Thanks for that information. I forgot about that test thread - one of the best back in the day.

I picked up a few 5761 bulbs, they are very easy to find online. Fit was a little snug but got it in - very impressive amount of light.


----------



## ganymede (Nov 19, 2015)

ShineOnYouCrazyDiamond said:


> Thanks for that information. I forgot about that test thread - one of the best back in the day.
> 
> I picked up a few 5761 bulbs, they are very easy to find online. Fit was a little snug but got it in - very impressive amount of light.



Haha! That is THE DEFINITIVE thread on hotwire M6 setups and you posted in that thread too!

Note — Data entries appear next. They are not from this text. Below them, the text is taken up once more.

Issue #895, opened 2024-11-14
Remove deleted `source` within the `Netflow5`, `Netflow9`, `SecuLog`


kimhanbeom:
Related issue: https://github.com/aicers/giganto-client/issues/139

Issue #877, opened 2024-10-29
Rename `source` to `sensor`


kimhanbeom:
- Change `source` to `sensor`, which is a more appropriate term for the name of the device that sensed/captured the raw event.

PR #898, opened 2024-11-18
Rename source to sensor

sophie-cluml:
Fixes: #877 
Fixes: #895 

This PR handles renaming mainly, and follow up changes that is necessary after renaming.

- Below are directly related to renaming, and are fairly straightforward:
  - The `source` field in the filter parameters of all GraphQL APIs is changed
    to `sensor`.
  - The `sourceId` field in the `export` GraphQL API  is renamed to `sensorId`.
  - The `sources` GraphQL API is renamed to `sensors`.

- Below are related to the renaming, but since it might be hard to navigate through the changed code, so I'd like to elaborate:
  - Migrated `sources` cf to `sensors` cf. This involves copying the data from the old column family to the new one, and then dropping the old column family.
  - Fixed GraphQL schema for Giganto cluster. This was necessary for 2 reasons. One is because renaming a field cause a change in GraphQL API interface, and Giganto cluster is affected by the GraphQL API change. The other is because the graphql.schema file was not correctly reflecting recent changes, and it seemed like the file was manually modified. So I felt it is necessary to fix it, by replacing the file to use the automatically generated schema.graphql from the GraphQL playground.
  - ~Removed `source` field from the `netflow5RawEvents`, `netflow9RawEvents`, and `secuLogRawEvents` GraphQL APIs. As a result, `Netflow5`, `Netflow9`, and `SecuLog` no longer use `source` (now renamed to `sensor`) as their database start key. Instead, they use an empty string for the start key. This approach allows us to focus solely on the renaming without restructuring the database storage keys at this point. I think the restructuring of database keys is a broader topic that requires a more comprehensive discussion, which we can address separately. For now, I think using an empty string as the start key respects the current setup while accommodating the necessary changes.~ This striked-out sentences should be disregarded. Instead, `source` field is removed form `Netflow5`, `Netflow9` and `SecuLog` structs. This removal is worked toward the conclusion mentioned in below comment https://github.com/aicers/giganto/pull/898#issuecomment-2482277460.


sophie-cluml:
@kimhanbeom AFAIK, I believe you were also interested in tackling #877 and #895, So for this part,

> Removed source field from the netflow5RawEvents, netflow9RawEvents, and secuLogRawEvents GraphQL APIs. As a result, Netflow5, Netflow9, and SecuLog no longer use source (now renamed to sensor) as their database start key. Instead, they use an empty string for the start key. This approach allows us to focus solely on the renaming without restructuring the database storage keys at this point. I think the restructuring of database keys is a broader topic that requires a more comprehensive discussion, which we can address separately. For now, I think using an empty string as the start key respects the current setup while accommodating the necessary changes.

I am running WA1185 on 3x17670 on my M6s, love them!


----------



## ShineOnYouCrazyDiamond (Nov 19, 2015)

Putting all of this together for a CPF buddy at the moment, but man this is making me want to get a M6 again. The parts are so hard to find though. I do have a KT2 head setup with a 2x18500 Leef body that I've been rocking a MN21 in. I tried the 5761 in a FM-MN bipin and it's so much brighter. 

Trying to source a FM-MN bipin for myself but they are hard to come by lately. If anyone knows of an available on please PM me.......

I definitely think the 5761 is easier to focus than the 1185 and a smaller filament so no bat wings.


----------



## hron61 (Nov 27, 2015)

ganymede said:


> I am running WA1185 on 3x17670 on my M6s, love them!




You bet cha, I have this same set up and its just...so purdy!! :thumbsup:


----------



## ganymede (Nov 27, 2015)

hron61 said:


> You bet cha, I have this same set up and its just...so purdy!! :thumbsup:



Can't go wrong with a tried and true classic.


----------



## ShineOnYouCrazyDiamond (Nov 27, 2015)

The 1185 is a great bulb. A little harder to focus than the 5761. Also much harder to find nowadays. The 5761 is readily available for $4.


----------



## fivemega (Nov 27, 2015)

ShineOnYouCrazyDiamond said:


> The question is if a 5761 in a FM-MN bi-pin adapter will fit into the reflector in a Surefire M6?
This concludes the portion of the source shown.